WORK TO COMPLETE:
Wherever "files" appears in a line of the listing, report that line.

MATERIAL PROVIDED:
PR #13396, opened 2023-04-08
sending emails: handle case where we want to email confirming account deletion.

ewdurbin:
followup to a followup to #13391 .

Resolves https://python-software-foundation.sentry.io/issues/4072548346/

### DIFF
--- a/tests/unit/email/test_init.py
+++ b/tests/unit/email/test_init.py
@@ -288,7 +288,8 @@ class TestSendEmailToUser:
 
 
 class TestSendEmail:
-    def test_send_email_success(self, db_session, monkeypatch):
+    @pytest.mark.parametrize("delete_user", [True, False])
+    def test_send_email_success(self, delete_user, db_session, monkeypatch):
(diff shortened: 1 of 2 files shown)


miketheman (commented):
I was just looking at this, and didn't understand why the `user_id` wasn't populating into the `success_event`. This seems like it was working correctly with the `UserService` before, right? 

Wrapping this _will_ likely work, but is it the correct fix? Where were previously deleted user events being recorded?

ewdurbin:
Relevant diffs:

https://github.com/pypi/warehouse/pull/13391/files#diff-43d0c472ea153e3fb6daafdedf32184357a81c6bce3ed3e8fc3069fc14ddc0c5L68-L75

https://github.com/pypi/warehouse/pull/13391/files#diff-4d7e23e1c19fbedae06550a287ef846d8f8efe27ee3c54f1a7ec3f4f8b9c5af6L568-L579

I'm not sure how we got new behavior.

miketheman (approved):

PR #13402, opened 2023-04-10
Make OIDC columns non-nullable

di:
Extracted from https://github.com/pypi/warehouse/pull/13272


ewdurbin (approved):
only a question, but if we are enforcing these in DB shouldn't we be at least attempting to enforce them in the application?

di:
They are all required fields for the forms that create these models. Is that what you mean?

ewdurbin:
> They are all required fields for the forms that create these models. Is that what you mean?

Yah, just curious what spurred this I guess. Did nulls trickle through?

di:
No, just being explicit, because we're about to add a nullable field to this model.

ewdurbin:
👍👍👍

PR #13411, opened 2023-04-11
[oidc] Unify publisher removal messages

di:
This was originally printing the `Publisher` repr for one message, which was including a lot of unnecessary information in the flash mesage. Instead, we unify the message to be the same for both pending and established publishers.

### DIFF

WRITTEN SOLUTION:
(diff shortened: 1 of 2 files shown)
https://github.com/pypi/warehouse/pull/13391/files#diff-43d0c472ea153e3fb6daafdedf32184357a81c6bce3ed3e8fc3069fc14ddc0c5L68-L75
https://github.com/pypi/warehouse/pull/13391/files#diff-4d7e23e1c19fbedae06550a287ef846d8f8efe27ee3c54f1a7ec3f4f8b9c5af6L568-L579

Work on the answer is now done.